EXCLUSIF-L'Iran a crée des cellules secrètes en Irak pour attaquer les pays du Golfe-sources
information fournie par Reuters 19/06/2026 à 17:22

Le Corps des gardiens de la révolution islamique (CGRI) iranien a mis en place de nouvelles cellules secrètes en Irak afin de mener des attaques contre les pays du Golfe accueillant des forces américaines, en contournant les réseaux de milices existants pour éviter d'être repérées, ont déclaré huit sources irakiennes à Reuters.

Trois ou quatre de ces cellules, composées chacune d'une dizaine de combattants chiites irakiens d'élite, ont lancé au moins sept attaques de drones depuis des sites situés près des villes de Bassorah et de Samawa, dans le sud de l'Irak, contre des cibles au Koweït, en Arabie saoudite et aux Émirats arabes unis entre le 20 avril et le 17 mai, ont précisé trois de ces sources.

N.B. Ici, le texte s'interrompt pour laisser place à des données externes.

PR #2262, opened 2025-09-22
[PATCH v3] api: barrier: clarify thread barrier reuse

JannePeltonen:
Explicitly state that a memory barrier can be reused without initializing it again.

Make it clear that no more than N threads may be inside odp_barrier_wait() for a barrier of N threads. Without this requirement, an application could e.g. wait a barrier in thread 1 and thread 2, and, when thread 2 returns from the barrier (at which point thread 1 is supposed to have been unblocked too), tell threads 3 and 4 to wait for the same barrier. If threads 3 and 4 manage to start waiting for the barrier before thread 1 has returned from odp_barrier_wait(), thread 1 may continue to be blocked in the counter based implementation used in multiple ODPs.

Clarify that a barrier must be initialized before first use and can be reinitialized if not in use. Make also a remark about the thread-unsafety of the initialization function.

### DIFF
--- a/test/validation/api/barrier/barrier.c
+++ b/test/validation/api/barrier/barrier.c
@@ -1,6 +1,6 @@
 /* SPDX-License-Identifier: BSD-3-Clause
  * Copyright (c) 2014-2018 Linaro Limited
- * Copyright (c) 2022 Nokia
+ * Copyright (c) 2022-2025  Nokia
  */
 
 #include <malloc.h>
@@ -12,9 +12,11 @@
 #define VERBOSE			0
 #define MAX_WORKERS		32
 #define BARRIER_ITERATIONS	64
+#define REUSE_ITERATIONS	500
 
 #define SLOW_BARRIER_DELAY	400
 #define BASE_DELAY		6
+#define REUSE_DELAY		10000
 
 #define NUM_TEST_BARRIERS	BARRIER_ITERATIONS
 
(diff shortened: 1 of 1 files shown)


include/odp/api/spec/barrier.h
```diff
@@ -36,18 +37,36 @@ extern "C" {
 /**
  * Initialize barrier with thread count.
  *
+ * This function must not be called by multiple threads simultaenously for
```
MatiasElo: Typo: `simultaenously`

include/odp/api/spec/barrier.h
```diff
@@ -36,18 +37,36 @@ extern "C" {
...
+ *
+ * A barrier can be reused without reinitializing it again. It is ok to call
+ * odp_barrier_wait() for the same barrier again immediately after returning
+ * from the previous odp_barrier_wait() even if other threads that were waiting
+ * for the barrier have not yet returned from odp_barrier_wait().
+ *
+ * If a barrier is used by more threads than the thread count the barrier was
+ * initialized with, the number of threads that have called odp_barrier_wait()
+ * but not yet returned from it must never exceed the thread count the barrier
+ * was initiazed with.
```
MatiasElo: Typo: `initiazed`

include/odp/api/spec/barrier.h
```diff
@@ -36,18 +37,36 @@ extern "C" {
...
+ *
  * @param barr Pointer to a barrier variable
  * @param count Thread count
  */
 void odp_barrier_init(odp_barrier_t *barr, int count);
 
 /**
  * Synchronize thread execution on barrier.
- * Wait for all threads to arrive at the barrier until they are let loose again.
+ * Wait for a number of threads to arrive at the barrier until they are
```
MatiasElo, line 52: Could add also a newline to separate the one-line description.

include/odp/api/spec/barrier.h
```diff
@@ -36,18 +37,36 @@ extern "C" {
...
  * Threads will block (spin) until the last thread has arrived at the barrier.
  * All memory operations before the odp_barrier_wait() call will be visible
  * to all threads when they leave the barrier.
  *
+ * A barrier must be initialized using odp_barrier_init() before first use.
+ *
+ * A barrier can be reused without reinitializing it again. It is ok to call
+ * odp_barrier_wait() for the same barrier again immediately after returning
+ * from the previous odp_barrier_wait() even if other threads that were waiting
+ * for the barrier have not yet returned from odp_barrier_wait().
```
MatiasElo, line 64: Do we have a validation test already for this? If not, one should be added.

JannePeltonen: We have multiple tests that rely on this, so in a way we have, but maybe it would be good add an explicit test.

MatiasElo: Yep, explicit test seems worth adding.

MatiasElo (approved):

PR #2263, opened 2025-09-22
test: bench_timer: add tests for timer start and cancel

TuomasTaipale:
Add new tests for (oneshot) timer start and cancel. Additionally, add new mode option for optionally tracking function minimum and maximum on top of average execution times.

### DIFF
--- a/test/performance/odp_bench_timer.c
+++ b/test/performance/odp_bench_timer.c
@@ -32,37 +32,65 @@
 /* Default number of rounds per test case */
 #define ROUNDS 1000u
 
-/** User area size in bytes */
+/* User area size in bytes */
 #define UAREA_SIZE 8
 
-/** Timer duration in nsec */
+/* Timer duration in nsec */
 #define TIMER_NSEC 50000000
 
-/** Maximum number of results to be held */
+/* Maximum number of results to be held */
 #define TEST_MAX_BENCH 20
 
 #define BENCH_INFO(run_fn, max, alt_name) \
 	{.name = #run_fn, .run = run_fn, .max_rounds = max, .desc = alt_name}
+
+#define BENCH_INFO_TM(run_fn) \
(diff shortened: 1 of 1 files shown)


test/performance/odp_bench_timer.c
```diff
@@ -601,6 +927,42 @@ static int wait_timer(void)
 	return 0;
 }
 
+static void init_suite(gbl_args_t *gbl_args, odp_bool_t is_export)
```
MatiasElo: `is_export` seems kinda unnecessary, the `result` pointer could be initialized always.

test/performance/odp_bench_timer.c
```diff
@@ -297,23 +738,47 @@ static int bench_timer_export(void *data)
...
+	BENCH_INFO_TM(timer_to_u64_tm, NULL, NULL),
+	BENCH_INFO_TM(timer_pool_to_u64_tm, NULL, NULL),
+	BENCH_INFO_TM(timer_start_tm, NULL, cancel_timers),
+	BENCH_INFO_TM(timer_cancel_tm, start_timers, NULL),
+	BENCH_INFO_TM(timer_start_cancel_tm, NULL, NULL),
+};
+
+ODP_STATIC_ASSERT(ODPH_ARRAY_SIZE(test_suite_tm) < TEST_MAX_BENCH,
+		  "Result array is too small to hold all the results");
+
```
MatiasElo, line 781: Could add second assert for verifying that `test_suite` and `test_suite_tm` sizes match.

MatiasElo (approved):
Looks good. One optional comment.

test/performance/odp_bench_timer.c
TuomasTaipale: There are a couple of bench testers now with these both so probably better to add the check in each of them at the same time in a separate PR (I guess there could be situations though where using one of the suites is feasible for some scenario but the other suite isn't, so the counts could differ).

PR #2264, opened 2025-09-22
[PATCH v2] Fix odp_packet_trunc_tail() with more than 2 segments

JannePeltonen:
Fix odp_packet_trunc_tail() to set packet tailroom after trucation to the tailroom of the last remaining segment, not the first one.

Add one validation test case for this specific case.

### DIFF
--- a/test/validation/api/packet/packet.c
+++ b/test/validation/api/packet/packet.c
@@ -1,6 +1,6 @@
 /* SPDX-License-Identifier: BSD-3-Clause
  * Copyright (c) 2014-2018 Linaro Limited
- * Copyright (c) 2019-2024 Nokia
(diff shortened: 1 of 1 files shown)


platform/linux-generic/odp_packet.c
MatiasElo, line 1: Typo in commit message: `more that`

test/validation/api/packet/packet.c
MatiasElo, line 1: Copyright can be updated.

platform/linux-generic/odp_packet.c
JannePeltonen: v2

test/validation/api/packet/packet.c
JannePeltonen: v2

PR #2269, opened 2025-09-24
[PATCH v2] test: sched_latency: add wait option to simulate work

MatiasElo:
Add '-W, --wait-ns <num>' option to odp_sched_latency test application to simulate application work between schedule and queue enqueue calls. Wait time is defined in nanoseconds.

### DIFF
--- a/test/performance/odp_sched_latency.c
+++ b/test/performance/odp_sched_latency.c
@@ -87,6 +87,7 @@ typedef struct {
 						  test events */
 	} prio[NUM_PRIOS];
 	odp_bool_t sample_per_prio; /**< Allocate a separate sample for each priority */
+	uint64_t wait_ns;	/**< Number of nsec to wait after scheduling events */
 } test_args_t;
 
 /** Latency measurements statistics */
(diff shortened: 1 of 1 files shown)


test/performance/odp_sched_latency.c
```diff
@@ -835,6 +844,8 @@ static void usage(void)
 	       "               1: ODP_SCHED_SYNC_ATOMIC\n"
 	       "               2: ODP_SCHED_SYNC_ORDERED\n"
 	       "  -w, --warm-up <number> Number of warm-up rounds, default=100, min=1\n"
+	       "  -W, --wait-ns <number> Number of nsec to wait per schedule round before enqueueing events.\n"
```
JannePeltonen: It seems that the wait is not before enqueing but after scheduling, with statistics collection and whatnot between the wait and the enqueuing. Dunno if any particular placement of the waiting is preferable to any other, but maybe the description could better match the placement?

Otherwise looks good to me.

MatiasElo: Fixed in V2.

JannePeltonen (approved):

Un certain nombre de leurs membres provenaient de la "Résistance islamique" en Irak, un groupe fédérateur de factions chiites radicales. Cependant, ils opèrent en dehors de sa structure de commandement et rendent directement compte au CGRI, selon ces sources, parmi lesquelles figurent deux responsables militaires irakiens, un autre responsable de la sécurité et cinq commandants de milices locales.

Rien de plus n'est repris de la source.